[TASK TO CARRY OUT]
Each line of the data below must be reproduced without any change.

^^^^^^^^^^^^^^^^

PR #211, opened 2021-01-20
Minor Ontology Fixes + New Classes

gtfierro:
Addresses some different tag issues, including removing the `owl:AllDifferent` classification. Adding classes requested in #205, #199 and from prior (offline) conversations

PR #212, opened 2021-01-20
Use SHACL-AF to do Brick Tag to Class inference

gtfierro:
As I am noticing in #211, there are some issues with the current implementation when two classes which are *not* related through a `rdfs:subClassOf` relationship have sets of tags where one is fully contained within the other. So far, this hasn't been an issue for Brick. However, in the process of updating the tooling in #211, I noticed the following situation.

- `brick:Motor_Control_Center` has tags Motor, Control, Center and Equipment
- `brick:Motor` has tags Motor and Equipment
- `brick:Motor` is **not** a subclass or superclass of `brick:Motor_Control_Center`

As a result, any entities with the `Motor` and `Equipment` tags will be inferred as a `brick:Motor` --- including instances of `brick:Motor_Control_Center`! This is obviously problematic. Thankfully, SHACL-AF offers a path forward. It is recommended to read up on [SHACL-AF rules](https://www.w3.org/TR/shacl-af/#TripleRule) and be familiar with regular [SHACL](https://www.w3.org/TR/shacl/).

Turns out, we can define the semantics we want using SHACL shapes, which can express "negation-like" properties that OWL cannot.

```ttl
brick:Motor_Control_Center_Tag a owl:Class, sh:NodeShape ;
    sh:targetSubjectsOf brick:hasTag ;
    sh:rule [
		a sh:TripleRule ;
		sh:subject sh:this ;
		sh:predicate rdf:type ;
		sh:object brick:Motor_Control_Center ;
        sh:condition [
            sh:property [
                sh:path brick:hasTag ;
                sh:qualifiedValueShape [ sh:hasValue tag:Motor ] ;
                sh:qualifiedMinCount 1 ;
            ] ;
        ] ;
        sh:condition [
            sh:property [
                sh:path brick:hasTag ;
                sh:qualifiedValueShape [ sh:hasValue tag:Center ] ;
                sh:qualifiedMinCount 1 ;
            ] ;
        ] ;
        sh:condition [
            sh:property [
                sh:path brick:hasTag ;
                sh:qualifiedValueShape [ sh:hasValue tag:Control ] ;
                sh:qualifiedMinCount 1 ;
            ] ;
        ] ;
        sh:condition [
            sh:property [
                sh:path brick:hasTag ;
                sh:qualifiedValueShape [ sh:hasValue tag:Equipment ] ;
                sh:qualifiedMinCount 1 ;
            ] ;
        ] ;
        sh:condition [
            sh:property [
                sh:path brick:hasTag ;
                sh:maxCount 4;
                sh:minCount 4;
            ] ;
        ] ;
	] ;

.

brick:Motor_Tag a owl:Class, sh:NodeShape ;
    sh:targetSubjectsOf brick:hasTag ;
    sh:rule [
		a sh:TripleRule ;
		sh:subject sh:this ;
		sh:predicate rdf:type ;
		sh:object brick:Motor ;
        sh:condition [
            sh:property [
                sh:path brick:hasTag ;
                sh:qualifiedValueShape [ sh:hasValue tag:Motor ] ;
                sh:qualifiedMinCount 1 ;
            ] ;
        ] ;
        sh:condition [
            sh:property [
                sh:path brick:hasTag ;
                sh:qualifiedValueShape [ sh:hasValue tag:Equipment ] ;
                sh:qualifiedMinCount 1 ;
            ] ;
        ] ;
        sh:condition [
            sh:property [
                sh:path brick:hasTag ;
                sh:minCount 2;
                sh:maxCount 2;
            ] ;
        ] ;
	] ;
.

:mcc brick:hasTag tag:Motor, tag:Center, tag:Control, tag:Equipment ;
.
:neither brick:hasTag tag:Motor, tag:Control, tag:Equipment ;
.
:motor brick:hasTag tag:Motor, tag:Equipment ;
.
```

Applying SHACL-AF turns `:mcc` into a `brick:Motor_Control_Center`, `:motor` into a `brick:Motor`, and `:neither` into neither of those (it gets no class). This works by ensuring for each Brick entity that is the subject of the `brick:hasTag` relationship (read: all Brick entities with tags) that *if the following is true*:

- the entity has 1 instance of each of the required tags associated with the entity via `brick:hasTag`
- the entity has *at most* as many brick:hasTag` properties as unique tags associated with the class

*then* a triple is added to the graph which instantiates the entity as a member of the given Brick class.

~~This implementation has no performance penalty~~It is too early to tell if this has a performance penalty or not. The large number of SHACL shapes may slow down inference a bit, but it is unclear how much this will be offset by the simplified OWL-RL axioms in the ontology.

I recommend merging this PR for Brick v1.2 in order to fix the [hack](https://github.com/BrickSchema/Brick/pull/211/commits/d5da32a8eec165dd84f46cc2c588e140ec06bfbf) that is currently in #211


gtfierro:
After some investigation and a few tests, it looks like this implementation is *correct* in the sense that it properly captures the intended semantics. However, pySHACL's performance on these shapes seems to suffer --- the automated tests are timing out. Obviously, this is not ideal. I'll be exploring some alternative implementations with equivalent semantics that may perform better.

gtfierro:
**TODO**:

- [ ] move this into an "extension" so it can be optionally loaded

PR #214, opened 2021-01-25
v1.2 release

gtfierro:
This should be the target branch for v1.2 PRs

Remaining:
- [X] #203 Entity Properties
- [x] Entity Property documentation  (documentation [here](https://docs.brickschema.org/metadata/entity-properties.html))
- [x] #212 SHACL-AF shapes for tags
- [x] #216 VBIS fixes
- [x] Timeseries blank node model (#221)
- [X] Timeseries model documentation ([here](https://docs.brickschema.org/metadata/timeseries-storage.html))
- [x] #215 Cooling Towers and Condenser Plants
- [x] remove PROP namespace and replace with Brick
- [x] remove RDFS.domain of Brick.hasUnit
- [x] Location model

^^^^^^^^^^^^^^^^

[RESULT FOR THIS EXERCISE]
PR #211, opened 2021-01-20
Minor Ontology Fixes + New Classes

gtfierro:
Addresses some different tag issues, including removing the `owl:AllDifferent` classification. Adding classes requested in #205, #199 and from prior (offline) conversations

PR #212, opened 2021-01-20
Use SHACL-AF to do Brick Tag to Class inference

gtfierro:
As I am noticing in #211, there are some issues with the current implementation when two classes which are *not* related through a `rdfs:subClassOf` relationship have sets of tags where one is fully contained within the other. So far, this hasn't been an issue for Brick. However, in the process of updating the tooling in #211, I noticed the following situation.

- `brick:Motor_Control_Center` has tags Motor, Control, Center and Equipment
- `brick:Motor` has tags Motor and Equipment
- `brick:Motor` is **not** a subclass or superclass of `brick:Motor_Control_Center`

As a result, any entities with the `Motor` and `Equipment` tags will be inferred as a `brick:Motor` --- including instances of `brick:Motor_Control_Center`! This is obviously problematic. Thankfully, SHACL-AF offers a path forward. It is recommended to read up on [SHACL-AF rules](https://www.w3.org/TR/shacl-af/#TripleRule) and be familiar with regular [SHACL](https://www.w3.org/TR/shacl/).

Turns out, we can define the semantics we want using SHACL shapes, which can express "negation-like" properties that OWL cannot.

```ttl
brick:Motor_Control_Center_Tag a owl:Class, sh:NodeShape ;
    sh:targetSubjectsOf brick:hasTag ;
    sh:rule [
		a sh:TripleRule ;
		sh:subject sh:this ;
		sh:predicate rdf:type ;
		sh:object brick:Motor_Control_Center ;
        sh:condition [
            sh:property [
                sh:path brick:hasTag ;
                sh:qualifiedValueShape [ sh:hasValue tag:Motor ] ;
                sh:qualifiedMinCount 1 ;
            ] ;
        ] ;
        sh:condition [
            sh:property [
                sh:path brick:hasTag ;
                sh:qualifiedValueShape [ sh:hasValue tag:Center ] ;
                sh:qualifiedMinCount 1 ;
            ] ;
        ] ;
        sh:condition [
            sh:property [
                sh:path brick:hasTag ;
                sh:qualifiedValueShape [ sh:hasValue tag:Control ] ;
                sh:qualifiedMinCount 1 ;
            ] ;
        ] ;
        sh:condition [
            sh:property [
                sh:path brick:hasTag ;
                sh:qualifiedValueShape [ sh:hasValue tag:Equipment ] ;
                sh:qualifiedMinCount 1 ;
            ] ;
        ] ;
        sh:condition [
            sh:property [
                sh:path brick:hasTag ;
                sh:maxCount 4;
                sh:minCount 4;
            ] ;
        ] ;
	] ;

.

brick:Motor_Tag a owl:Class, sh:NodeShape ;
    sh:targetSubjectsOf brick:hasTag ;
    sh:rule [
		a sh:TripleRule ;
		sh:subject sh:this ;
		sh:predicate rdf:type ;
		sh:object brick:Motor ;
        sh:condition [
            sh:property [
                sh:path brick:hasTag ;
                sh:qualifiedValueShape [ sh:hasValue tag:Motor ] ;
                sh:qualifiedMinCount 1 ;
            ] ;
        ] ;
        sh:condition [
            sh:property [
                sh:path brick:hasTag ;
                sh:qualifiedValueShape [ sh:hasValue tag:Equipment ] ;
                sh:qualifiedMinCount 1 ;
            ] ;
        ] ;
        sh:condition [
            sh:property [
                sh:path brick:hasTag ;
                sh:minCount 2;
                sh:maxCount 2;
            ] ;
        ] ;
	] ;
.

:mcc brick:hasTag tag:Motor, tag:Center, tag:Control, tag:Equipment ;
.
:neither brick:hasTag tag:Motor, tag:Control, tag:Equipment ;
.
:motor brick:hasTag tag:Motor, tag:Equipment ;
.
```

Applying SHACL-AF turns `:mcc` into a `brick:Motor_Control_Center`, `:motor` into a `brick:Motor`, and `:neither` into neither of those (it gets no class). This works by ensuring for each Brick entity that is the subject of the `brick:hasTag` relationship (read: all Brick entities with tags) that *if the following is true*:

- the entity has 1 instance of each of the required tags associated with the entity via `brick:hasTag`
- the entity has *at most* as many brick:hasTag` properties as unique tags associated with the class

*then* a triple is added to the graph which instantiates the entity as a member of the given Brick class.

~~This implementation has no performance penalty~~It is too early to tell if this has a performance penalty or not. The large number of SHACL shapes may slow down inference a bit, but it is unclear how much this will be offset by the simplified OWL-RL axioms in the ontology.

I recommend merging this PR for Brick v1.2 in order to fix the [hack](https://github.com/BrickSchema/Brick/pull/211/commits/d5da32a8eec165dd84f46cc2c588e140ec06bfbf) that is currently in #211


gtfierro:
After some investigation and a few tests, it looks like this implementation is *correct* in the sense that it properly captures the intended semantics. However, pySHACL's performance on these shapes seems to suffer --- the automated tests are timing out. Obviously, this is not ideal. I'll be exploring some alternative implementations with equivalent semantics that may perform better.

gtfierro:
**TODO**:

- [ ] move this into an "extension" so it can be optionally loaded

PR #214, opened 2021-01-25
v1.2 release

gtfierro:
This should be the target branch for v1.2 PRs

Remaining:
- [X] #203 Entity Properties
- [x] Entity Property documentation  (documentation [here](https://docs.brickschema.org/metadata/entity-properties.html))
- [x] #212 SHACL-AF shapes for tags
- [x] #216 VBIS fixes
- [x] Timeseries blank node model (#221)
- [X] Timeseries model documentation ([here](https://docs.brickschema.org/metadata/timeseries-storage.html))
- [x] #215 Cooling Towers and Condenser Plants
- [x] remove PROP namespace and replace with Brick
- [x] remove RDFS.domain of Brick.hasUnit
- [x] Location model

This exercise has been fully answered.